§ ACTIVITY
Return the records exactly, from the first line through the "-1078,6 +1079,38 @@" line.

§ THE DATA
PR #1492, opened 2019-03-09
tests: removed the broken iscribblet.org from the test suite.

spacewander:
This change makes the CI pass again.


agentzh:
@spacewander Reducing the number of concurrent threads compromises the test itself. I've changed it to openresty.com instead in my own commit just pushed.

PR #1501, opened 2019-04-03
feat: implemented the lua_load_resty_core directive.

thibaultcha:

```
lua_load_resty_core [on|off]; # on by default
```

Sister PRs:
- https://github.com/openresty/lua-resty-core/pull/238
- https://github.com/openresty/meta-lua-nginx-module/pull/68
- https://github.com/openresty/stream-lua-nginx-module/pull/159

### DIFF
--- a/README.markdown
+++ b/README.markdown
@@ -1004,6 +1004,7 @@ See Also
 Directives
 ==========
 
+* [lua_load_resty_core](#lua_load_resty_core)
 * [lua_capture_error_log](#lua_capture_error_log)
 * [lua_use_default_type](#lua_use_default_type)
 * [lua_malloc_trim](#lua_malloc_trim)
@@ -1078,6 +1079,38 @@ how the result will be used. Below is a diagram showing the order in which direc
 ![Lua Nginx Modules Directives](https://cloud.githubusercontent.com/assets/2137369/15272097/77d1c09e-1a37-11e6-97ef-d9767035fc3e.png)
 
 [Back to TOC](#table-of-contents)
+
+lua_load_resty_core
+-------------------
+
+**syntax:** *lua_load_resty_core on|off*
+
+**default:** *lua_load_resty_core on*
+
+**context:** *http*
+
+Controls whether the `resty.core` module (from
+[lua-resty-core](https://github.com/openresty/lua-resty-core)) should be loaded
+or not. When enabled, this directive is equivalent to executing the following
+when the Lua VM is created:
+
+```lua
+
+ require "resty.core"
+```
+
+Note that usage of the `resty.core` module is recommended, as its
+FFI implementation is both faster, safer, and more complete than the Lua C API
+of the ngx_lua module.
+
+It must also be noted that the Lua C API of the ngx_lua module will eventually
+be removed, and usage of the FFI-based API (i.e. the `resty.core`
+module) will become mandatory. This directive only aims at providing a
+temporary backwards-compatibility mode in case of edge-cases.
+
+This directive was first introduced in the `v0.10.15` release.
+
+[Back to TOC](#directives)
 
 lua_capture_error_log
 ---------------------
--- a/src/ngx_http_lua_util.c
+++ b/src/ngx_http_lua_util.c
@@ -147,6 +147,13 @@ static int ngx_http_lua_get_raw_phase_context(lua_State *L);
 #define LUA_PATH_SEP ";"
 #endif
 
+
+#if !defined(LUA_DEFAULT_PATH) && (NGX_DEBUG)
+#define LUA_DEFAULT_PATH "../lua-resty-core/lib/?.lua;"                      \
+                         "../lua-resty-lrucache/lib/?.lua"
+#endif
+
+
 #define AUX_MARK "\1"
 
 
@@ -3813,6 +3820,7 @@ ngx_http_lua_init_vm(lua_State *parent_vm, ngx_cycle_t *cycle,
     ngx_pool_t *pool, ngx_http_lua_main_conf_t *lmcf, ngx_log_t *log,
     ngx_pool_cleanup_t **pcln)
 {
+    int                              rc;
     lua_State                       *L;
     ngx_uint_t                       i;
     ngx_pool_cleanup_t              *cln;
@@ -3878,6 +3886,21 @@ ngx_http_lua_init_vm(lua_State *parent_vm, ngx_cycle_t *cycle,
         }
 
         lua_pop(L, 2);
+    }
+
+    if (lmcf->load_resty_core) {
+        lua_getglobal(L, "require");
+        lua_pushstring(L, "resty.core");
+
+        rc = lua_pcall(L, 1, 1, 0);
+        if (rc != 0) {
+            ngx_log_error(NGX_LOG_ERR, log, 0,
+                          "lua_load_resty_core failed to load the resty.core "
+                          "module from https://github.com/openresty/lua-resty"
+                          "-core; ensure you are using an OpenResty release "
+                          "from https://openresty.org/en/download.html "
+                          "(rc: %i, reason: %s)", rc, lua_tostring(L, -1));
+        }
     }
 
     return L;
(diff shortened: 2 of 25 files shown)


src/ngx_http_lua_util.c
```diff
@@ -3813,6 +3820,7 @@ ngx_http_lua_init_vm(lua_State *parent_vm, ngx_cycle_t *cycle,
     ngx_pool_t *pool, ngx_http_lua_main_conf_t *lmcf, ngx_log_t *log,
     ngx_pool_cleanup_t **pcln)
 {
+    int                             rc;
```
agentzh: Alignment issue. Better use `ngx-releng` to check coding style, always.

src/ngx_http_lua_util.c
```diff
@@ -3880,6 +3888,18 @@ ngx_http_lua_init_vm(lua_State *parent_vm, ngx_cycle_t *cycle,
...
 
+    if (lmcf->load_resty_core) {
+        lua_getglobal(L, "require");
+        lua_pushstring(L, "resty.core");
+
+        rc = lua_pcall(L, 1, 1, 0);
+        if (rc != 0) {
+            ngx_log_error(NGX_LOG_ERR, log, 0,
+                          "lua_load_resty_core failed to load resty.core "
+                          "(%i): %s", rc, lua_tostring(L, -1));
```
agentzh: Better give more details here like recommending the use of OpenResty (with link) and the URL of the lua-resty-core library.

src/ngx_http_lua_util.c
thibaultcha: Fixed - sometimes I forget :)

src/ngx_http_lua_util.c
thibaultcha: Precisions added in the warning log

README.markdown
```diff
@@ -1079,6 +1080,31 @@ how the result will be used. Below is a diagram showing the order in which direc
...
+should be loaded or not. When enabled, this directive is equivalent to executing the following when the Lua VM is
+created:
+
+```lua
+
+ require "resty.core"
+```
+
+Note that usage of the `resty.core` module is recommended, as its FFI implementation is both faster and
+more complete than the Lua C API of the ngx_lua module.
```
agentzh: And also "safer". Thinking about the "dead lock" risk in the shdict API based on CFunction.

Also, we can add a caveat that we will remove the old CFunction-based Lua API implementation in the very near future and the use of lua-resty-core will be mandated.

thibaultcha: Right, I added both notes to the documentation.

thibaultcha:
Manually merged

chobits:
Hi @thibaultcha ,

The default `on` value of `lua_load_resty_core` directive makes starting nginx failed without `lua-resty-core`.

See this issue: https://github.com/openresty/lua-nginx-module/issues/1509#issuecomment-485456796

thibaultcha:
@chobits Indeed. lua-resty-core is to become a dependency of this module. For now, you can still turn this directive off. In an upcoming release, all CFunction APIs will be removed and lua-resty-core will become mandatory.

chobits:
@thibaultcha OK, Let me try lua-resty-core!

src/ngx_http_lua_util.c
```diff
@@ -3880,6 +3888,21 @@ ngx_http_lua_init_vm(lua_State *parent_vm, ngx_cycle_t *cycle,
...
+        lua_pushstring(L, "resty.core");
+
+        rc = lua_pcall(L, 1, 1, 0);
+        if (rc != 0) {
+            ngx_log_error(NGX_LOG_ERR, log, 0,
+                          "lua_load_resty_core failed to load the resty.core "
+                          "module from https://github.com/openresty/lua-resty"
+                          "-core; ensure you are using an OpenResty release "
+                          "from https://openresty.org/en/download.html "
+                          "(rc: %i, reason: %s)", rc, lua_tostring(L, -1));
```
ElvinEfendi: Does this mean lua-nginx-module can not be used outside of OpenResty bundle anymore? In one of our projects we compile lua-nginx-module manually and also include lua-resty-core and set lua package path correctly. Since this PR Nginx fails when starting with this error. When I turn off `lua_load_resty_core` and do just `require("resty.core")` it works as expected.

agentzh: @ElvinEfendi It still can, just a little bit harder as you found out. If you want to add Lua library search paths to your own nginx build, then just override the value of the macro `LUA_DEFAULT_PATH` to include your own installation paths of lua-resty-core (and lua-resty-lrucache). The OpenResty distribution's build system does exactly that.

agentzh: Hmm, it should also work if the user specify the `lua_package_path` and `lua_package_cpath` directives. @thibaultcha The `lua_code_resty_core` directive does not run after these search path nginx directives?

ElvinEfendi: @agentzh the project I'm talking about is https://github.com/kubernetes/ingress-nginx/, and we are actually considering to use OpenResty as base image instead of Nginx.

--

I replicated CI image in this repository and renamed `lua-resty-core` and `lua-resty-lrucache` folders to something else. I then edited `t/161-load-resty-core.t` added `ONLY` to the first test and also added `lua_package_path "/lua-resty-corexxx/lib/?.lua;/lua-resty-lrucachexxx/lib/?.lua;;";` using `--- http_config`.
`/lua-resty-corexxx` and `/lua-resty-lrucachexxx` are what I renamed `lua-resty-core` and `lua-resty-lrucache` folders to. Then running test it succeeds. So that tells me it respects `lua_package_path` in this case. Not sure yet why it does not work in https://github.com/kubernetes/ingress-nginx though. The only difference between the Nginx we use in ingress-nginx and 1.15.8 (also the version I used in the above test: https://github.com/ElvinEfendi/lua-nginx-module/pull/1/files#diff-3254677a7917c6c01f55212f86c57fbfR7) that OpenResty uses is that we use Nginx `1.17.0`.

agentzh: @ElvinEfendi Then it's not something on our side? For OpenResty, then it already includes lua-resty-core or lua-resty-lrucache in its default search paths.

agentzh: @ElvinEfendi For us to support you, you need to prepare a minimal and self-contained example. We are not maintaining that ingress-nginx project anyway, not to mention your own setup.

ElvinEfendi: @agentzh all I wanted to clarify was "Does this mean lua-nginx-module can not be used outside of OpenResty bundle anymore?" :) Because the error message implies that.

I co-maintain ingress-nginx project - will look into this further on our side to see what's going on and will also potentially switch to OpenResty as base image for that project if the dependencies we need play well with OpenResty bundle.

Thanks for taking time to look into this though!

agentzh: Well, that's a recommendation. Not a requirement.

thibaultcha: @ElvinEfendi The `lua_load_resty_core` directive respects the `LUA_PATH` environment variable and the `lua_package_path` directive. In fact, I just pushed a new test asserting this behavior: https://github.com/openresty/lua-nginx-module/commit/4102b82cd0971c93663fe89eabd75b73741c4213

Make sure that you also clone [lua-resty-lrucache](https://github.com/openresty/lua-resty-lrucache) which is itself a dependency of lua-resty-core.
Or maybe you set your Lua path in Lua-land (e.g. `package.path = "...;" .. package.path`)? In which case, that'd be too late for this directive to honor the change.

Providing a minimally reproducible example with error logs may be useful here, but again as @agentzh said, this isn't really an issue this module.

This module can still be used independently but the margin for error is high for most users, hence the warnings and other logs (e.g. lua-resty-core, LuaJIT's fork, etc...) asking to prefer the formal OpenResty releases.

yjfvictor: Where can I set `package.path`?

PR #1514, opened 2019-04-25
feature: shared ngx.ctx among SSL_* phases and the following phases.

spacewander:
TODO: update documentation & support the non-FFI version of API.


spacewander:
This is the sister PR of https://github.com/openresty/lua-resty-core/pull/243

agentzh:
@spacewander We don't need the non-FFI version of the API. Actually we are retiring all the non-FFI variants of the existing API functions which already have an FFI version.

src/ngx_http_lua_ctx.c
```diff
@@ -145,19 +151,67 @@ ngx_http_lua_ffi_get_ctx_ref(ngx_http_request_t *r)
 }
 
 
+int
+ngx_http_lua_ffi_get_ssl_ctx_ref(ngx_http_request_t *r, int *in_ssl_phase)
```
dndx: I might be missing something, but it seems that we can change the existing `ngx_http_lua_ffi_get_ctx_ref` function to look for `ssl_ctx-> ssl_ctx` as well and return `int *need_clone` based on the current phase and where ref was located instead? That will save one FFI call and introducing new function.

spacewander:
Updated.

doc/HttpLuaModule.wiki
```diff
@@ -3069,6 +3069,12 @@ Then <code>GET /orig</code> will give
 
 rather than the original <code>"hello"</code> value.
 
+Because HTTP request is created after SSL handshake, the <code>ngx.ctx</code> created
+in [[#ssl_certificate_by_lua|ssl_certificate_by_lua*]], [[#ssl_session_store_by_lua|ssl_session_store_by_lua*]] and [[#ssl_session_fetch_by_lua|ssl_session_fetch_by_lua*]]
+is not available in the following phases like [[#rewrite_by_lua|rewrite_by_lua*]].
+Since <code>dev</code>, the <code>ngx.ctx</code> created during a SSL handshake
```
doujiang24, line 3075: style: break a new line may be better?

doc/HttpLuaModule.wiki
```diff
@@ -3069,6 +3069,12 @@ Then <code>GET /orig</code> will give
...
+will be inherited by the requests which share the same TCP connection established by the handshake.
```
doujiang24, line 3076: better clarify the inherited value from `ngx.ctx` is read-only.

doc/HttpLuaModule.wiki
spacewander: @doujiang24 
Updated.

doc/HttpLuaModule.wiki
```diff
@@ -3069,6 +3069,14 @@ Then <code>GET /orig</code> will give
 
 rather than the original <code>"hello"</code> value.
 
+Because HTTP request is created after SSL handshake, the <code>ngx.ctx</code> created
+in [[#ssl_certificate_by_lua|ssl_certificate_by_lua*]], [[#ssl_session_store_by_lua|ssl_session_store_by_lua*]] and [[#ssl_session_fetch_by_lua|ssl_session_fetch_by_lua*]]
+is not available in the following phases like [[#rewrite_by_lua|rewrite_by_lua*]].
+
+Since <code>dev</code>, the <code>ngx.ctx</code> created during a SSL handshake
+will be inherited by the requests which share the same TCP connection established by the handshake.
+Note that the inherited value from <code>ngx.ctx</code> is read-only.
```
doujiang24, line 3078:
```suggestion
Note that overwrite values in <code>ngx.ctx</code> in the http request phases (like `rewrite_by_lua*`) will only take affect in the current http request.
```

doujiang24: and add the following case will be much clearer.

for example:

```
ssl_certificate_by_lua_by_block {
    ngx.ctx.foo = 1  -- it will always be 1 in all of the http requests over this SSL connection.
}

location /foo-1 {
    rewrite_by_lua_block {
        ngx.ctx.foo = 2 -- only take affects in current http request
    }
}

location /foo-2 {
    rewrite_by_lua_block {
        ngx.say(ngx.ctx.foo) -- will alway be 1
    }
}
```

spacewander: @doujiang24 
Done. Test case is added in https://github.com/openresty/lua-resty-core/pull/243

src/ngx_http_lua_ctx.c
```diff
@@ -66,32 +70,71 @@ ngx_http_lua_ngx_set_ctx_helper(lua_State *L, ngx_http_request_t *r,
...
         return NGX_HTTP_LUA_FFI_NO_REQ_CTX;
     }
 
-    return ctx->ctx_ref;
+    if (ctx->ctx_ref >= 0 || in_ssl_phase == NULL) {
+        return ctx->ctx_ref;
+    }
+
+    *in_ssl_phase = ctx->context & (NGX_HTTP_LUA_CONTEXT_SSL_CERT
+                    | NGX_HTTP_LUA_CONTEXT_SSL_SESS_FETCH
```
agentzh, line 89: This has indentation problem caught by `ngx-releng`:

```
src/ngx_http_lua_ctx.c:
incorrect front spaces, unclosed bracket
89:                     | NGX_HTTP_LUA_CONTEXT_SSL_SESS_FETCH
```

spacewander: Solved.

§ SOLUTION FOR THIS PROBLEM
PR #1492, opened 2019-03-09
tests: removed the broken iscribblet.org from the test suite.

spacewander:
This change makes the CI pass again.


agentzh:
@spacewander Reducing the number of concurrent threads compromises the test itself. I've changed it to openresty.com instead in my own commit just pushed.

PR #1501, opened 2019-04-03
feat: implemented the lua_load_resty_core directive.

thibaultcha:

```
lua_load_resty_core [on|off]; # on by default
```

Sister PRs:
- https://github.com/openresty/lua-resty-core/pull/238
- https://github.com/openresty/meta-lua-nginx-module/pull/68
- https://github.com/openresty/stream-lua-nginx-module/pull/159

### DIFF
--- a/README.markdown
+++ b/README.markdown
@@ -1004,6 +1004,7 @@ See Also
 Directives
 ==========
 
+* [lua_load_resty_core](#lua_load_resty_core)
 * [lua_capture_error_log](#lua_capture_error_log)
 * [lua_use_default_type](#lua_use_default_type)
 * [lua_malloc_trim](#lua_malloc_trim)
@@ -1078,6 +1079,38 @@ how the result will be used. Below is a diagram showing the order in which direc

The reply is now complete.